**Task goal:**
Leaving out every line that comes before the one containing "you are correct -> already fixed", output the rest of the records exactly, the final line included.
START Information provided
PR #3696, opened 2024-10-02
Enhancement of Misc/Set-BcContainerFeatureKeys.ps1 to be able to Enable Feature key for particular company.

KM-JAD:
There is added option to use new parameter "EnableInCompany" which triggers activation/deactivation of Feature Key for given company name. This is usefull in case you would like to activate Feature e.g. before autotests. Without this setup Feature itself doesn't work in any company.

**Important:** 
There is no activated any data upgrade. This must be initiated manually as usual (if it is really needed).


KM-JAD:

Misc/Set-BcContainerFeatureKeys.ps1
```diff
@@ -68,20 +82,37 @@ try {
                         $enabled = -1
                         Write-Host "WARNING: Unknown value ($enabledStr) for feature key $featureKey"
                     }
-                    if ($enabled -ne -1) {
+                    
+                    # Test if feature which has to be updated is available in table "Feature Data Update Status$63ca2fa4-4f03-4f2b-a480-172fef340d3f"
+                    $FeatureExistsInDestination = Invoke-Sqlcmd -Database $databaseName -Query $("SELECT COUNT(*) FROM [dbo].[Feature Data Update Status"+'$'+"63ca2fa4-4f03-4f2b-a480-172fef340d3f] where [Feature Key] = '$featureKey'")
+
+                    if(($FeatureExistsInDestination[0].ToString()) -eq "0")
+                    {
```
freddydk, line 90: The style in containerhelper all over is to place the { on the same line as the if statement - I know it is religion, but that is how it is all over and easier to read for me.

freddydk (changes requested):

freddydk:
Please also add a line to the upper section of the release notes

Misc/Set-BcContainerFeatureKeys.ps1
KM-JAD: sure...all adjusted

Misc/Set-BcContainerFeatureKeys.ps1
```diff
@@ -68,20 +82,37 @@ try {
...
                             $result = Invoke-Sqlcmd -Database $databaseName -Query "UPDATE [dbo].[Tenant Feature Key] set Enabled = $enabled where ID = '$featureKey';Select @@ROWCOUNT"
-                            if ($result[0] -eq "1") {
+                            
+                            # Update record in table "Feature Data Update Status$63ca2fa4-4f03-4f2b-a480-172fef340d3f" if it is requested for particular company
+                            $result2 = ''
+                            if (![String]::IsNullOrEmpty($EnableInCompany))
+                            {
+                                $result2 = Invoke-Sqlcmd -Database $databaseName -Query $("UPDATE [dbo].[Feature Data Update Status"+'$'+"63ca2fa4-4f03-4f2b-a480-172fef340d3f] set [Feature Status] = $enabled where [Feature Key] = '$featureKey' AND [Company Name] = '$EnableInCompany';Select @@ROWCOUNT")
+                            }
+                            if (($result[0] -eq "1") -and ((($result2[0] -eq "1") -and ![String]::IsNullOrEmpty($EnableInCompany)) -or ([String]::IsNullOrEmpty($EnableInCompany)))) {
```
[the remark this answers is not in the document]
KM-JAD: OK, code rebuilt and I think it is much easier now to read...

freddydk:
I added another write-host - but I think there is still something wrong here...

With the change in this PR - we only ever change anything if the feature exists in the table Feature Data Update Status`$63ca2fa4-4f03-4f2b-a480-172fef340d3f.
In my database, that table contains:

[bcserver]: PS C:\Run> Invoke-Sqlcmd -Database 'default' -Query "SELECT ""Feature Key"" FROM [dbo].[Feature Data Update Status`$63ca2fa4-4f03-4f2b-a480-172fef340d3f]"

Feature Key
-----------
SalesPrices
ExtensibleInvoicePostingEngine
GLCurrencyRevaluation
SalesPrices

None of these are in the tenant Feature key table.
Meaning that you would never insert anything in the Tenant Feature Key or like.

I also don't understand that the record should be in both databases,

Shouldn't it be like: If enabledInCompany - then we insert and/or modify one table - if not - then we insert and/or modify the other table.

KM-JAD:
1. Regarding new Write-Host change, OK, why not...I wanted to use your original logic of messages to join both tables changes into one message. Frankly speaking, I do not undertstand why you have changed "else" with new "if" on lines 115-117, but it seems that logic is still the same :)

2. Regarding missing records in table "Feature Data Update Status", well, the problem with Feature Management is a bit more complex.... There is an initial inconsistency in both tables "Tenant Feature Key" and "Feature Data Update Status" in original Cronus company provided within initial CRONUS database provided by MS.
In standard way, all respective lines in table [Feature Data Update Status`$63ca2fa4-4f03-4f2b-a480-172fef340d3f] are created by each particular feature CU based on published event in 2610-"Feature Management". Such approach is quite universal through BC versions, which is fully OK for normal database usage, but not good for autotests in case you would like to run autotests within container built on last version of artifacts. 
Therefore we added to our auto-test process two additional steps (out of Container helper world)
a) publishing page 2610 Feature Management as OData service (during extension for auto-tests installation process)
b) calling of this published OData service to generate all lines within table "Feature Data Update Status" (powershell, response is thrown)
In general, I didn't want to full rebuild your code....just wanted to make it working as initially intended.... :)

freddydk:
But... - with your change - the only values that can be used with this function are these:

SalesPrices
ExtensibleInvoicePostingEngine
GLCurrencyRevaluation
SalesPrices

as that is the content of the data update table. I cannot call this with any other key - I don't assume that that is the way it should be?

I would like to understand how this function is supposed to work - after all - I am the one needing to support this going forward.

Currently - the creation of a new record in Tenant Feature Key also doesn't work - as the SQL Query contains [CRONUS] database name as well - and that fails always - so the [CRONUS] part needs to go away I guess.

I will try to describe how I think this function should work (after fixing the CRONUS item above).

1. If called without a Companyname - it should create or update the feature key in [Tenant Feature Key] and set [Enabled] to 0|1 based on enabled.
2. If called with a Companyname it should do (1) and also create or update the feature key in [Feature Data Update Status`$63ca2fa4-4f03-4f2b-a480-172fef340d3f] and set [Feature Status] to 0|1 based on enabled.

Is that the intended functionality?

KM-JAD:
> as that is the content of the data update table. I cannot call this with any other key - I don't assume that that is the way it should be?

Yes, those four records are in database by default for company Cronus international, but you can create them also using configuration packages (instead of auto creation during opennig of page 2610)


> Currently - the creation of a new record in Tenant Feature Key also doesn't work - as the SQL Query contains [CRONUS] database name as well - and that fails always - so the [CRONUS] part needs to go away I guess.

well, yes, [CRONUS] is there the same way, as there is Business Central instance "BC' :) . Works now perfectly for containers, but I think it will work w/o that as well.


> I will try to describe how I think this function should work (after fixing the CRONUS item above).
> 
> 1. If called without a Companyname - it should create or update the feature key in [Tenant Feature Key] and set [Enabled] to 0|1 based on enabled.
> 2. If called with a Companyname it should do (1) and also create or update the feature key in [Feature Data Update Status`$63ca2fa4-4f03-4f2b-a480-172fef340d3f] and set [Feature Status] to 0|1 based on enabled.
> 
> Is that the intended functionality?

yes, it is :)

Please note that standard BC database downloaded from MS repository has a bit inconsistent data records in both our tables.

freddydk:
> well, yes, [CRONUS] is there the same way, as there is Business Central instance "BC' :) . Works now perfectly for containers, but I think it will work w/o that as well.

You specify -databaseName $databaseName and [CRONUS] - that doesn't work.
CRONUS is the databasename in a single tenant container - but the $databaseName is the name of a tenant.

KM-JAD:
> You specify -databaseName $databaseName and [CRONUS] - that doesn't work.
> CRONUS is the databasename in a single tenant container - but the $databaseName is the name of a tenant.

you are correct -> already fixed
Thanks for code revision :)

KM-JAD:
Hi Freddy, is there anything missing from my side?

Misc/Set-BcContainerFeatureKeys.ps1
```diff
@@ -68,23 +80,39 @@ try {
...
+                            #Create new record in table "Tenant Feature Key" in case it is missing
                             $SQLRecord = Invoke-Sqlcmd -Database $databaseName -Query "SELECT * FROM [dbo].[Tenant Feature Key] where ID = '$featureKey'"
-                            if ([String]::IsNullOrEmpty($SQLRecord))
-                            {
-                                Write-host "Creating record for feature ID '$featureKey'"
+                            if ([String]::IsNullOrEmpty($SQLRecord)) {
+                                Write-host "Creating record for feature $featureKey"
                                 $SQLcolumns = "ID, Enabled"
                                 $SQLvalues = "'$featureKey',0"
-                                Invoke-Sqlcmd -Database $databaseName -Query "INSERT INTO [CRONUS].[dbo].[Tenant Feature Key] ($SQLcolumns) VALUES ($SQLvalues)" -Verbose
```
MODUSCarstenScholling, line 80: Not sure about the whole thing, but this missing change currently breaks a pipeline when trying to set/add feature keys, because of the database name.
END Information provided
**Output of the exercise:**
you are correct -> already fixed
Thanks for code revision :)

KM-JAD:
Hi Freddy, is there anything missing from my side?

Misc/Set-BcContainerFeatureKeys.ps1
```diff
@@ -68,23 +80,39 @@ try {
...
+                            #Create new record in table "Tenant Feature Key" in case it is missing
                             $SQLRecord = Invoke-Sqlcmd -Database $databaseName -Query "SELECT * FROM [dbo].[Tenant Feature Key] where ID = '$featureKey'"
-                            if ([String]::IsNullOrEmpty($SQLRecord))
-                            {
-                                Write-host "Creating record for feature ID '$featureKey'"
+                            if ([String]::IsNullOrEmpty($SQLRecord)) {
+                                Write-host "Creating record for feature $featureKey"
                                 $SQLcolumns = "ID, Enabled"
                                 $SQLvalues = "'$featureKey',0"
-                                Invoke-Sqlcmd -Database $databaseName -Query "INSERT INTO [CRONUS].[dbo].[Tenant Feature Key] ($SQLcolumns) VALUES ($SQLvalues)" -Verbose
```
MODUSCarstenScholling, line 80: Not sure about the whole thing, but this missing change currently breaks a pipeline when trying to set/add feature keys, because of the database name.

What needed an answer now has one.